函数返回值为读取到的数据包的数量,<=nb_pkts。
4. 物理层发包函数
static inline uint16_t
rte_eth_tx_burst(uint16_t port_id, uint16_t queue_id,
struct rte_mbuf **tx_pkts, uint16_t nb_pkts)
函数功能:
对于网口port_id,将内存指针tx_pkts指向的nb_pkts个包放入queue_id队列上。
函数参数:
uint16_t port_id,网口id,本例程选择的网口id为当前网口与1异或;uint16_t queue_id,队列id;struct rte_mbuf **tx_pkts,内存指针,指向发送队列的首个数据包;const uint16_t nb_pkts,最多发送包的个数,本例程为刚刚网口所接收到的数据包的个数。
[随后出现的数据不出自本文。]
PR #573, opened 2023-09-25
POC Sustain Support

tastycode:
I've finally gotten my sustain pedal to work. It's funny how it's actually a physical mechanism, the hammers are lifted off of the strings so they don't mute when the hammer settles back. This is akin to short circuiting the note-off logic. Once the sustain pedal is lifted, all the notes on the piano get muted. We are only sending note-offs for the ones we've tracked are being sustained.

Any way you could try it out and try to figure out where the hole in my logic is that's causing the occasional hung note?

TODO: 
- [ ] Figure out why some notes still hang
- [ ] Consider a max sustain length
- [ ] Figure out why note offs don't record when using sustain
- [ ] Determine highest CPU usage samples for sustain
- [ ] Implement community feature menu

### DIFF
--- a/src/deluge/io/midi/midi_engine.cpp
+++ b/src/deluge/io/midi/midi_engine.cpp
@@ -935,6 +935,8 @@ void MidiEngine::midiMessageReceived(MIDIDevice* fromDevice, uint8_t statusType,
 		// All these messages, we should only interpret if there's definitely a song loaded
 		if (currentSong) {
 
+		// If the SoundEditor is the active UI, give it first dibs on the message
+
 			switch (statusType) {
 
 			case 0x09: // Note on
--- a/src/deluge/model/instrument/melodic_instrument.cpp
+++ b/src/deluge/model/instrument/melodic_instrument.cpp
@@ -22,6 +22,7 @@
 #include "gui/ui/root_ui.h"
 #include "gui/views/instrument_clip_view.h"
 #include "gui/views/view.h"
+#include "hid/display/display.h"
 #include "io/midi/midi_device.h"
 #include "io/midi/midi_device_manager.h"
 #include "memory/general_memory_allocator.h"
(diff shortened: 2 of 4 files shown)


m-m-adams:
I've just done a quick review and I think this might need to be approached differently - there is already mechanisms within noterow to track ignored note offs, and then to release the note if a state changes. 

Look at the ONCE mode logic - basically you'll want to pass note offs as normal, ignore them if sustain is active for that instrument, (setting ignored note off to true), and then when sustain is released stop all notes that have ignored a note off

To answer your questions:

1. Unsure, but this code 'fails closed' in that any bugs will lead to stuck notes
2. I don't think that's necessary - I'd suggest adding to the cull logic so that notes sustained on are deprioritized instead
3. You've stopped the note off before the recording call - you'd need to call recordNoteOff in the sustain branch. But if you use the suggested implementation of ignoredNoteOn it doesn't matter, that will put all sustain functionality behind the seuqencer instead
4. This is an interesting idea but belongs in a cull overhaul (e.g. rank culling by how much stopping a voice will help)
5. Unnecessary IMO, there's no impact on not using sustain

m-m-adams (changes requested):
I've just done a quick review and I think this might need to be approached differently - there is already mechanisms within noterow to track ignored note offs, and then to release the note if a state changes.

Look at the ONCE mode logic - basically you'll want to pass note offs as normal, ignore them if sustain is active for that instrument, (setting ignored note off to true), and then when sustain is released stop all notes that have ignored a note off

tastycode:
> I've just done a quick review and I think this might need to be approached differently - there is already mechanisms within noterow to track ignored note offs, and then to release the note if a state changes.

First off, thank you @m-m-adams 

I'm absolutely happy to do it however people believe it should be done. The one question I have, is do people want this? Is this worth working on?
So at a high level, you are saying the note row implements some functionality around ignoring notes? I wanted to place the logic wherever it makes sense and I wouldn't have thought to look there. Let me poke around and see if I see what you see.

m-m-adams:
Yeah, it's there for one shot samples. If a note off is received in once mode then ignoredNoteOff is set to true, then if the sample mode changes and ignoredNoteOff is true the noterow immediately switches to release

In your case you'd add some logic to treat sustained notes the same way


Personally I'd love this and sostenuto! I'd say it's worth working on for sure

m-m-adams:
Just came across it again, it's actually in voice->noteOff in model/voice/voice.cpp

tastycode:
Closing this temporarily while i go back and work on it. Don't want it cluttering the space.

函数返回值为发送的数据包的数量,<=nb_pkts。
5. 数据包内存释放(DROP接收到的包)
static inline void rte_pktmbuf_free(struct rte_mbuf *m)
函数功能:
将数据包m的内存空间归还给数据包缓冲池。对于比较大、在内存空间中被分片的数据包,将其所有的分片内存空间都归还给数据包缓冲池。
6. unlikely/likely分支预测
#ifndef likely
#define likely(x) __builtin_expect(!!(x), 1)
#endif /* likely */
在计算机体系结构中,流水线级指令处理器采用分支预测的方法进行指令预取,但是对于条件指令,如果预取错误将会导致利用率降低。
likely是倾向于将指令预取为if条件满足的指令块,unlikely倾向于将指令预取为if条件不满足的指令块。